Simulation-based methods for dynamic analyses of electrified powertrains

Abstract

Electrification of powertrains is an important step in reducing the emissions and fuel consumption of off-road machinery. Computer simulations of powertrains and vehicle dynamics have become an integral part of the design process. This study aims to improve modeling techniques to predict the dynamic behavior of electrified powertrains by adequately describing details at the system and component levels. Traditionally used powertrain models use simplified methods of simulating loads that are not sufficient to describe off-road machinery. Therefore, a co-simulation platform is presented for comparing the energy efficiency of electrified powertrains with dynamically simulated off-road machinery loads. At the component level, the ball bearing is a source of uncertainty in predicting the dynamic behavior of powertrains due to simplifications in conventional bearing modeling techniques. Therefore, a rotor-bearing modeling procedure is presented that takes into account the full bearing stiffness matrix, including cross-coupling terms and a three-dimensional finite element rotor model describing rotors of complex geometries with flexible components. This modeling technique considers realistic bearing mounting conditions like ball bearing arrangement and tilting of the loosely fitted bearing outer race.

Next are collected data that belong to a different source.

PR #1793, opened 2023-12-07
add `--write-fake` via unprivileged overlayfs

### LINKED ISSUE #96: Add support for bind mounts to directories not existing within a container on read-only FS
On the WLCG containers mailing list, somebody suggested the following magic to be able to add bind-mount points to a read-only container without using overlayfs. 
- Use a temporary local, read-writable directory.
- Create the missing mount point directories in there. 
- Recreate the top-level directories which are present in the container in there. 
- Create bind mounts for all top-level directories which are part of the read-only container to those directories.
- Finally, chroot to the local, read-writable directory instead of the "container root". 

Is there a logic error in this approach?

reidpr:
This pull request implements `ch-run --write-fake`, which overlayfs a writeable tmpfs atop a read-only image. This makes the image appear writeable when it really is not (all writes are discarded on container exit). Needs a recent kernel: upstream 5.11 for the feature to work at all, and upstream 6.6 to avoid some weirdness (distros vary).

Closes #96, but I'm tagging it as a stand-alone PR because I think its scope exceeds that of #96.

### DIFF
--- a/bin/ch-run.c
+++ b/bin/ch-run.c
@@ -27,6 +27,9 @@ char *JOIN_CT_ENV[] =  { "OMPI_COMM_WORLD_LOCAL_SIZE",
 char *JOIN_TAG_ENV[] = { "SLURM_STEP_ID",
                          NULL };
 
+/* Default overlaid tmpfs size. */
+char *WRITE_FAKE_DEFAULT = "12%";
+
 
 /** Command line options **/
 
@@ -75,7 +78,9 @@ const struct argp_option options[] = {
    { "verbose",       'v', 0,      0, "be more verbose (can be repeated)" },
    { "version",       'V', 0,      0, "print version and exit" },
    { "warnings",      -16, "NUM",  0, "log NUM warnings and exit" },
-   { "write",         'w', 0,      0, "mount image read-write"},
+   { "write",         'w', 0,      0, "mount image read-write (avoid)"},
+   { "write-fake",    'W', "SIZE", OPTION_ARG_OPTIONAL,
+                           "overlay read-write tmpfs on top of image" },
    { 0 }
 };
 
@@ -155,6 +160,7 @@ int main(int argc, char *argv[])
                                .join_ct = 0,
                                .join_pid = 0,
                                .join_tag = NULL,
+                               .overlay_size = NULL,
                                .private_passwd = false,
                                .private_tmp = false,
                                .type = IMG_NONE,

System-level simulations of hybrid electric powertrain configurations with various types of load coupling and transmission designs are investigated with a multibody tractor model to demonstrate the capabilities of the developed co-simulation platform. The standardized plowing work cycle of the Deutsche Landwirtschafts-Gesellschaft PowerMix and a human-operator-driven soil digging and dumping work cycle are used to simulate the dynamic traction and hydraulic implement loads of the tractor. The series-parallel topology of coupling the traction loads through a double planetary gearset transmission shows the lowest fuel and total energy consumption. The coupling of hydraulic implements with the battery saves fuel with a rapid depletion of the battery charge. Typically, the ball bearing supporting the electric machine in a powertrain is loosely fitted to the housing, causing a tilt of the bearing outer race in the gap. The results show reduced bearing stiffness due to such tilting misalignment. The critical speeds of the system decrease significantly, depending on bearing arrangement and misalignment. The results presented illustrate the advantages of eliminating simplifications in existing powertrain modeling practices.